EXERCISE REQUIREMENTS> Where a line has odd spacing or punctuation, keep it; transcribe all the entries exactly.

═══ SOURCE INFORMATION

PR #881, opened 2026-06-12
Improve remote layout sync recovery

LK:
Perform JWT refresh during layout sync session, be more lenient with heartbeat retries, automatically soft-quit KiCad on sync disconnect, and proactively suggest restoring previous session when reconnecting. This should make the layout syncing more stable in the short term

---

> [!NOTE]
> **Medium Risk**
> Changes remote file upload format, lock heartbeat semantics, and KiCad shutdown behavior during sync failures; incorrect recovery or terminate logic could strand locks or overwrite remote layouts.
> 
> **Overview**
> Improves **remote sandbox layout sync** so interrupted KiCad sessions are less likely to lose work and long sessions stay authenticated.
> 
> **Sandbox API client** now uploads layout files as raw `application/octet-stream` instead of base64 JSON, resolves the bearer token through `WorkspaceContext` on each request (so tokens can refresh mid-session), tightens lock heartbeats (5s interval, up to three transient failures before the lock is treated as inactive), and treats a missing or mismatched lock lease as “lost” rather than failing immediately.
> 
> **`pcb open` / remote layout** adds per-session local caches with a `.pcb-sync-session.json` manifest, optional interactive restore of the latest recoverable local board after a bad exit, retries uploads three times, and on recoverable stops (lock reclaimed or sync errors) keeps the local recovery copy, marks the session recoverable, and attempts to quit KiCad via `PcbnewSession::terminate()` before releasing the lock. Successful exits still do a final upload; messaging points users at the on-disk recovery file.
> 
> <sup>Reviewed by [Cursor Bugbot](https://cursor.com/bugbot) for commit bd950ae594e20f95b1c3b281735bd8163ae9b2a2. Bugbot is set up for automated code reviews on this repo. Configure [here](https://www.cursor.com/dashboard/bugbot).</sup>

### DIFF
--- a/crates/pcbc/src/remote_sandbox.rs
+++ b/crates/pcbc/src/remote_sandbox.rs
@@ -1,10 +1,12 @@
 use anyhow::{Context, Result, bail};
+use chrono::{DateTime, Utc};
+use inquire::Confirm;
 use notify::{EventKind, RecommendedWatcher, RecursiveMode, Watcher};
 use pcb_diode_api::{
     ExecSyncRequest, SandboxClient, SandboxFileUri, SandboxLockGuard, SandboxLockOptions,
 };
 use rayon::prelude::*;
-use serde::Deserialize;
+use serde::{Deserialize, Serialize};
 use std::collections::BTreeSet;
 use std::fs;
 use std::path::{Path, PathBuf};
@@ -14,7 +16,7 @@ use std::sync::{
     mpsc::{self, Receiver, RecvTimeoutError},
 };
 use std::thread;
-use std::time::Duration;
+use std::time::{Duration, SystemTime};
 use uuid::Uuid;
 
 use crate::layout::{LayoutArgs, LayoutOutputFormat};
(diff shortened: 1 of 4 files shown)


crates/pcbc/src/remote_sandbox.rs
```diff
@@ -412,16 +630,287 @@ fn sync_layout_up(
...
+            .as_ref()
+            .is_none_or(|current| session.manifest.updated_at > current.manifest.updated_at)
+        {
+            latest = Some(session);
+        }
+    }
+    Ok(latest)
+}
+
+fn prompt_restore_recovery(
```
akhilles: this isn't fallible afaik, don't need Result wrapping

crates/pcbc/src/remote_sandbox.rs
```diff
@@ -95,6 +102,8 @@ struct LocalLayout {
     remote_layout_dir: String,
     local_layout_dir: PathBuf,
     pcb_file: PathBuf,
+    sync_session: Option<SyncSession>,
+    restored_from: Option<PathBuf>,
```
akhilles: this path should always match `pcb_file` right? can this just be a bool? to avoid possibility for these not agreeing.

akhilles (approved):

══════

SOLUTION TO THIS EXERCISE>
PR #881, opened 2026-06-12
Improve remote layout sync recovery

LK:
Perform JWT refresh during layout sync session, be more lenient with heartbeat retries, automatically soft-quit KiCad on sync disconnect, and proactively suggest restoring previous session when reconnecting. This should make the layout syncing more stable in the short term

---

> [!NOTE]
> **Medium Risk**
> Changes remote file upload format, lock heartbeat semantics, and KiCad shutdown behavior during sync failures; incorrect recovery or terminate logic could strand locks or overwrite remote layouts.
> 
> **Overview**
> Improves **remote sandbox layout sync** so interrupted KiCad sessions are less likely to lose work and long sessions stay authenticated.
> 
> **Sandbox API client** now uploads layout files as raw `application/octet-stream` instead of base64 JSON, resolves the bearer token through `WorkspaceContext` on each request (so tokens can refresh mid-session), tightens lock heartbeats (5s interval, up to three transient failures before the lock is treated as inactive), and treats a missing or mismatched lock lease as “lost” rather than failing immediately.
> 
> **`pcb open` / remote layout** adds per-session local caches with a `.pcb-sync-session.json` manifest, optional interactive restore of the latest recoverable local board after a bad exit, retries uploads three times, and on recoverable stops (lock reclaimed or sync errors) keeps the local recovery copy, marks the session recoverable, and attempts to quit KiCad via `PcbnewSession::terminate()` before releasing the lock. Successful exits still do a final upload; messaging points users at the on-disk recovery file.
> 
> <sup>Reviewed by [Cursor Bugbot](https://cursor.com/bugbot) for commit bd950ae594e20f95b1c3b281735bd8163ae9b2a2. Bugbot is set up for automated code reviews on this repo. Configure [here](https://www.cursor.com/dashboard/bugbot).</sup>

### DIFF
--- a/crates/pcbc/src/remote_sandbox.rs
+++ b/crates/pcbc/src/remote_sandbox.rs
@@ -1,10 +1,12 @@
 use anyhow::{Context, Result, bail};
+use chrono::{DateTime, Utc};
+use inquire::Confirm;
 use notify::{EventKind, RecommendedWatcher, RecursiveMode, Watcher};
 use pcb_diode_api::{
     ExecSyncRequest, SandboxClient, SandboxFileUri, SandboxLockGuard, SandboxLockOptions,
 };
 use rayon::prelude::*;
-use serde::Deserialize;
+use serde::{Deserialize, Serialize};
 use std::collections::BTreeSet;
 use std::fs;
 use std::path::{Path, PathBuf};
@@ -14,7 +16,7 @@ use std::sync::{
     mpsc::{self, Receiver, RecvTimeoutError},
 };
 use std::thread;
-use std::time::Duration;
+use std::time::{Duration, SystemTime};
 use uuid::Uuid;
 
 use crate::layout::{LayoutArgs, LayoutOutputFormat};
(diff shortened: 1 of 4 files shown)


crates/pcbc/src/remote_sandbox.rs
```diff
@@ -412,16 +630,287 @@ fn sync_layout_up(
...
+            .as_ref()
+            .is_none_or(|current| session.manifest.updated_at > current.manifest.updated_at)
+        {
+            latest = Some(session);
+        }
+    }
+    Ok(latest)
+}
+
+fn prompt_restore_recovery(
```
akhilles: this isn't fallible afaik, don't need Result wrapping

crates/pcbc/src/remote_sandbox.rs
```diff
@@ -95,6 +102,8 @@ struct LocalLayout {
     remote_layout_dir: String,
     local_layout_dir: PathBuf,
     pcb_file: PathBuf,
+    sync_session: Option<SyncSession>,
+    restored_from: Option<PathBuf>,
```
akhilles: this path should always match `pcb_file` right? can this just be a bool? to avoid possibility for these not agreeing.

akhilles (approved):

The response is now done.